# Air purifier



## CritterHeaven (Feb 21, 2011)

Are there any issues with using an air purifier in my critter room? I will eventually have 2 hedgehogs and 1 guinea pig in my large office upstairs in Ferret Nation cages. They and all their 'stuff" take up about half the room. I have those grey locking vinyl tiles under the cages so I can sweep or mop up any mess. Right now I have shelf plastic wound through the bars which help contains the mess. I am going to replace that with coroplast walls as soon as my Home Depot order comes in. Which I hope will help even more. The guniea pig is ESPECIALLY messy (he throws hay and poop everywhere).

But my husband is concerned about any "odor". Frankly I don't think there will be any. I spot clean the cages daily (including the poopy wheel) and do a complete fleece change every few days. I have 2 closed lid, garbage bag lined bins - one for garbage and one for any laundry waiting to be go to the laundry room. Both of those get emptied twice a week as well.

Sorry for the long story. But basically I am trying to appease him a bit (small critters are my passion not his) by getting a purifier. I was looking at one with an ionizer that could be turned on sometimes.
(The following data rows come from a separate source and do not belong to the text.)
PR #1939, opened 2024-12-17
Add `serialize()` to various preintegration classes

### LINKED ISSUE #1931: issue with copying gtsam objects in python
Hello, there is a problem with copying items in Python 3.11 and GTSAM API. 
Some objects can be copied and deepcopied successfully, some others - no. 

For example, gtsam.NonlinearFactorGraph() instance can be successfully copied.

whereas copying gtsam.PreintegratedCombinedMeasurements() instance  leads to errors in deepcopy module of Python.

as well as gtsam.PreintegratedImuMeasurements . **BUT** here is more interesting thing. If i create gtsam.NonlinearFactorGraph() instance, the gtsam.PreintegratedImuMeasurements() can be copied:

and If i remove the creation of FactorGraph, the pim can not be copied anymore.

the same with  gtsam.PreintegrationParams: if gtsam.NonlinearFactorGraph() has been called before, params can be copied, otherwise - No. 

Also if one adds this IMU factor in NonlinearFactorGraph, the copying error occurs and it is not possible to copy the graph anymore. Meanwhile if one adds, for example, gtsam.PriorFactorPose3() to the graph, it can be copied successfully.

This issue is strange and maybe somehow connected with calling gtsam.NonlinearFactorGraph() before. However, for gtsam.PreintegratedCombinedMeasurements() instance the pre-calling of the graph still does not  allow to copy as "pickle error" occurs

this is clean python 3.11 and gtsam  4.2 installed with pip.

varunagrawal:
Fixes #1931

### DIFF
--- a/gtsam/navigation/AHRSFactor.h
+++ b/gtsam/navigation/AHRSFactor.h
@@ -139,9 +139,6 @@ class GTSAM_EXPORT AHRSFactor: public NoiseModelFactorN<Rot3, Rot3, Vector3> {
 
   PreintegratedAhrsMeasurements _PIM_;
 
-  /** Default constructor - only use for serialization */
-  AHRSFactor() {}
-
 public:
 
   // Provide access to the Matrix& version of evaluateError:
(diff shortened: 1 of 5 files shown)


varunagrawal:
~~On further analysis, this might need the wrapper to be updated for deep copy support: https://pybind11.readthedocs.io/en/stable/advanced/classes.html#deepcopy-support~~

The issue is to do with the ImuFactor and the PIM needing at least one measurement integrated.

ProfFan (approved):

PR #1943, opened 2024-12-23
Various Improvements

varunagrawal:
1. ~~Suppress `maybe-uninitialized` warnings from Eigen for Release build. We only see this warning in Eigen, and since this is a vendored version, the assumption is that the original developers have already accounted for this to not be a problem.~~
2. Fix some docstrings.
3. Use `resetIntegration` to initialize the `ImuFactor` and `CombinedImuFactor` classes.
4. Wrap `ImuFactor2`.
5. ~~Added a new macro `GTSAM_COUT` which is for classes/types that don't have a `.print()` defined or have the `<<` operator overloaded. An example usage is below:~~

```cpp
Rot3 wRb = Rot3();
GTSAM_COUT(wRb);
```
which prints
```shell
wRB: 1, 0, 0  // Note that it also prints the variable name similar to GTSAM_PRINT.
0, 1, 0
0, 0, 1
```

Interestingly, there is no `CombinedImuFactor2` which works on `NavState`s. This should be a TODO for us given the recent importance of NavState.

### DIFF
--- a/gtsam/3rdparty/Eigen/Eigen/src/Core/util/DisableStupidWarnings.h
+++ b/gtsam/3rdparty/Eigen/Eigen/src/Core/util/DisableStupidWarnings.h
@@ -66,6 +66,7 @@
   #endif
   #if __GNUC__>=6
     #pragma GCC diagnostic ignored "-Wignored-attributes"
+    #pragma GCC diagnostic ignored "-Wmaybe-uninitialized"
   #endif
   #if __GNUC__==7
     // See: https://gcc.gnu.org/bugzilla/show_bug.cgi?id=89325
--- a/gtsam/3rdparty/Eigen/Eigen/src/Core/util/DisableStupidWarnings.h
+++ b/gtsam/3rdparty/Eigen/Eigen/src/Core/util/DisableStupidWarnings.h
@@ -66,7 +66,6 @@
   #endif
   #if __GNUC__>=6
     #pragma GCC diagnostic ignored "-Wignored-attributes"
-    #pragma GCC diagnostic ignored "-Wmaybe-uninitialized"
   #endif
   #if __GNUC__==7
     // See: https://gcc.gnu.org/bugzilla/show_bug.cgi?id=89325
--- a/gtsam/base/Testable.h
+++ b/gtsam/base/Testable.h
@@ -41,7 +41,6 @@
 #include <string>
 
 #define GTSAM_PRINT(x)((x).print(#x))
-#define GTSAM_COUT(x) (std::cout << #x ": " << x << std::endl)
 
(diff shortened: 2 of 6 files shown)


varunagrawal:
@dellaert reminder

gtsam/3rdparty/Eigen/Eigen/src/Core/util/DisableStupidWarnings.h
```diff
@@ -66,6 +66,7 @@
   #endif
   #if __GNUC__>=6
     #pragma GCC diagnostic ignored "-Wignored-attributes"
+    #pragma GCC diagnostic ignored "-Wmaybe-uninitialized"
```
dellaert: That feels very dangerous. Needs explanation in PR comment why this is the correct thing here

varunagrawal: Updated the PR description.

gtsam/base/Testable.h
```diff
@@ -41,6 +41,7 @@
 #include <string>
 
 #define GTSAM_PRINT(x)((x).print(#x))
+#define GTSAM_COUT(x) (std::cout << #x ": " << x << std::endl)
```
dellaert: But print already assumes cout

varunagrawal: This is more for types that don't support `.print()`. I can use this to print doubles, strings etc.

dellaert: Then just use std::cout, please.

varunagrawal: Wouldn't it be convenient to do `GTSAM_COUT(x)` instead of `std::cout << "x: " << x << std::endl;`?

dellaert: Not a GTSAM thing

gtsam/3rdparty/Eigen/Eigen/src/Core/util/DisableStupidWarnings.h
Gold856: Should be unnecessary now that Eigen headers are labeled as system headers, which causes all warnings from Eigen to be suppressed.

varunagrawal: Yeah thanks for that! We had contemplated doing it before but I forget why we didn't.

gtsam/base/Testable.h
varunagrawal: It's not a GTSAM thing, but more of a helper thing to make debugging and analysis easier. Oh well.

dellaert (approved):
LGTM

PR #1946, opened 2024-12-24
Add BUILD_SHARED_LIBS as a configurable option

Gold856:
`GTSAM_FORCE_SHARED_LIB` defaulting to `ON` is unintuitive. This means that building static libraries requires setting `GTSAM_FORCE_SHARED_LIB` to false and `GTSAM_FORCE_STATIC_LIB` to true. It would be significantly more natural to set `BUILD_SHARED_LIBS` once, and only reach into the `FORCE` options if needed. By adding `BUILD_SHARED_LIBS` as a configurable option defaulting to `ON` and setting `GTSAM_FORCE_SHARED_LIB` to `OFF`, backwards compatibility is maintained, as shared libraries are still the default and the `FORCE` options work as intended, but now only `BUILD_SHARED_LIBS` needs to be set to select a build type.


varunagrawal:
1. Either `GTSAM_FORCE_SHARED_LIB` or `GTSAM_FORCE_STATIC_LIB` should be enabled. We can't have both OFF by default currently.
2. Another option is to get rid of these Cmake flags altogether and use only `BUILD_SHARED_LIBS`, with it being set to ON by default. This is tricky since it may break backwards compatibility.
3. The third option is to add a check that `GTSAM_FORCE_SHARED_LIB` is the same as `BUILD_SHARED_LIBS` and error out if it is not.

My understanding is that we have custom flags since it gives us more control over the subprojects. I may be wrong and if we can deem these custom flags unnecessary, that may be a good thing.

Gold856:
What if we add `BUILD_SHARED_LIBS` as an option with the default value being `ON`, with `GTSAM_FORCE_SHARED_LIB` defaulting to `OFF`? [CMake docs](https://cmake.org/cmake/help/latest/variable/BUILD_SHARED_LIBS.html) suggest this, and it's exactly the same behavior (shared libraries by default), with the option of forcing it to shared or static somewhere else if desired.

Gold856:
I added `BUILD_SHARED_LIBS` as an option and also added an error if both `GTSAM_FORCE_SHARED_LIB` and `GTSAM_FORCE_STATIC_LIB` were true. I think this is the best way to provide control over library type, since it allows `BUILD_SHARED_LIBS` to be used while allowing the `FORCE` options to override it for advanced use cases. I'm still open to other suggestions though, so let me know!

varunagrawal:
I'm a bit confused. Doesn't adding `BUILD_SHARED_LIBS` as an option now do the same thing as just using `GTSAM_FORCE_SHARED_LIB`?
I was reading the CMake docs and it says that this option has to be provided by the project and is not defined by default. SInce GTSAM doesn't provide `BUILD_SHARED_LIBS` as an option, we should probably point users to using `GTSAM_FORCE_SHARED_LIB` as an equivalent variable.

jlblancoc:
I think @Gold856 's point is that CMake's standard is BUILD_SHARED_LIBS, and most experienced users should be aware of it, while the others are GTSAM's custom cmake variables. 

This PR is now IMO good to go as a workaround to keep backwards compatibility... but, thinking of a next release, it might probably be just easier to provide BUILD_SHARED_LIBS as in this PR, and remove all the logic around static/dynamic libraries and let CMake to just follow BUILD_SHARED_LIBS. Docs should then be updated, but it would make gtsam to behave as a "standard" CMake package.

Gold856:
Yeah, that was the idea. I use `BUILD_SHARED_LIBS` all the time to define library type, and a bunch of projects that I work on use it as well, so it's a little inconvenient that gtsam ignores it completely. And it would be nice one day to have the custom variables removed (maybe not now though.)

dellaert (approved):
I like this if @jlblancoc likes this :-)

Gold856:
All checks should pass now. Apparently building metis as a shared library was broken on Windows due to symbols not being exported, which I fixed by turning on `WINDOWS_EXPORT_ALL_SYMBOLS` for METIS.

PR #1947, opened 2024-12-25
Discrete Improvements

varunagrawal:
1. Undid changes to `TableFactor::toDecisionTreeFactor` since it is giving an incorrect result for a hybrid elimination case with 30+ discrete variables.
2. Renamed `normalization` to `denominator`.
3. Pass in discrete conditional directly instead of re-converting it.


varunagrawal:
@dellaert reminder

dellaert (approved):
Approve modulo discussion on “normalizer”.

PR #1948, opened 2024-12-27
Hybrid Timing

varunagrawal:
Add machinery for timing and generating CSVs of runtimes for various hybrid functions and classes.


varunagrawal:
TBB based environments are failing because of a race condition.

gtsam/base/timing.cpp
```diff
@@ -106,6 +106,56 @@ void TimingOutline::print(const std::string& outline) const {
 #endif
 }
 
+/* ************************************************************************* */
+void TimingOutline::print_csv_header(bool addLineBreak) const {
```
dellaert: naming convention: printCvsHeader

gtsam/base/timing.cpp
```diff
@@ -106,6 +106,56 @@ void TimingOutline::print(const std::string& outline) const {
...
+#ifdef GTSAM_USE_BOOST_FEATURES
```
dellaert, line 112: Why can this only work with boost?

gtsam/base/timing.cpp
```diff
@@ -106,6 +106,56 @@ void TimingOutline::print(const std::string& outline) const {
...
+  }
+  if (addLineBreak) {
+    std::cout << std::endl;
+  }
+  std::cout.flush();
+#endif
+}
+
+/* ************************************************************************* */
+void TimingOutline::print_csv(bool addLineBreak) const {
```
dellaert: Same two comments here

gtsam/base/timing.h
```diff
@@ -268,6 +291,14 @@ inline void tictoc_finishedIteration_() {
 inline void tictoc_print_() {
   ::gtsam::internal::gTimingRoot->print(); }
 
+// print timing in CSV format
+inline void tictoc_print_csv_(bool displayHeader = false) {
```
dellaert: naming

gtsam/discrete/DiscreteFactorGraph.cpp
```diff
@@ -121,15 +121,25 @@ namespace gtsam {
   static DecisionTreeFactor ProductAndNormalize(
       const DiscreteFactorGraph& factors) {
     // PRODUCT: multiply all factors
-    gttic(product);
+#if GTSAM_HYBRID_TIMING
```
dellaert: That's a bit weird. So if timing is on, but hybrid is off, we will get all timing *but* hybrid? gttic and gttoc are designed to be unobtrusive and resolve to empty if the timing flag is off.

gtsam/hybrid/HybridGaussianISAM.cpp
```diff
@@ -104,7 +104,13 @@ void HybridGaussianISAM::updateInternal(
       elimination_ordering, function, std::cref(index));
 
   if (maxNrLeaves) {
+#if GTSAM_HYBRID_TIMING
```
dellaert, line 107: same

gtsam/discrete/DiscreteFactorGraph.cpp
varunagrawal: I was thinking about it the other way: if timing is on, we get far too much information which isn't helpful. This way we can filter out hybrid timing information.

gtsam/base/timing.cpp
varunagrawal: I used the same form as `TimingOutline::print`. I didn't think too deeply about this since I assumed `print` had it for a reason.

dellaert (approved):

dellaert (commented):
All of a sudden this PR has non timing-related changes.

varunagrawal:
> All of a sudden this PR has non timing-related changes.

I think that's okay. This timing PR has helped us work on improving efficiency so it is still under the same umbrella.

dellaert:
I'm worried it's a merging branches issue: I see product defined here, and serialization. I don;t think you intended this in this PR? I'd rather this be pure timing.

dellaert:
Oh, I think I remember what you meant to do: everything goes into timing and then we merge all changes at the same time?

varunagrawal:
> Oh, I think I remember what you meant to do: everything goes into timing and then we merge all changes at the same time?

Yes that was what I was hoping to do, in case we needed to rollback or fix some things. Once we're happy with the timing of hybrid inference overall, this can be merged. :)

varunagrawal:
Also you shouldn't have to worry about branch merging when it comes to me. My git-fu is strong. :)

Has anyone used one and are there any drawbacks for our prickly friends?


----------



## LarryT (May 12, 2009)

I have a purifer in my room and it's fantastic.  Be sure to get one big enough for the room or you will tell no difference.


----------



## CritterHeaven (Feb 21, 2011)

Thanks Larry. Just curious as to which brand/model you have? I was looking at a Honeywell one with HEPA filter. And the room is very large so good point on getting a big enough one.


----------



## zorropirate (Aug 13, 2010)

I have 2 large sharp purifier units in my apt. Originally purchased because one of my cats developed asthma, I have allergies too but only broke down and bought units when Mr.Max needed them. They work wonders, and you'd hardly know the lady who lives across the hall smokes like a chimney.

I chose the sharp unit because if taken care of the filters last 5 years, however replacement filters are about only 10$ less than a brand new unit, makes no sense. But the units I bought go on sale every season or so, if you watch you can get a deal.


----------



## CritterHeaven (Feb 21, 2011)

Cool thanks!


----------



## LarryT (May 12, 2009)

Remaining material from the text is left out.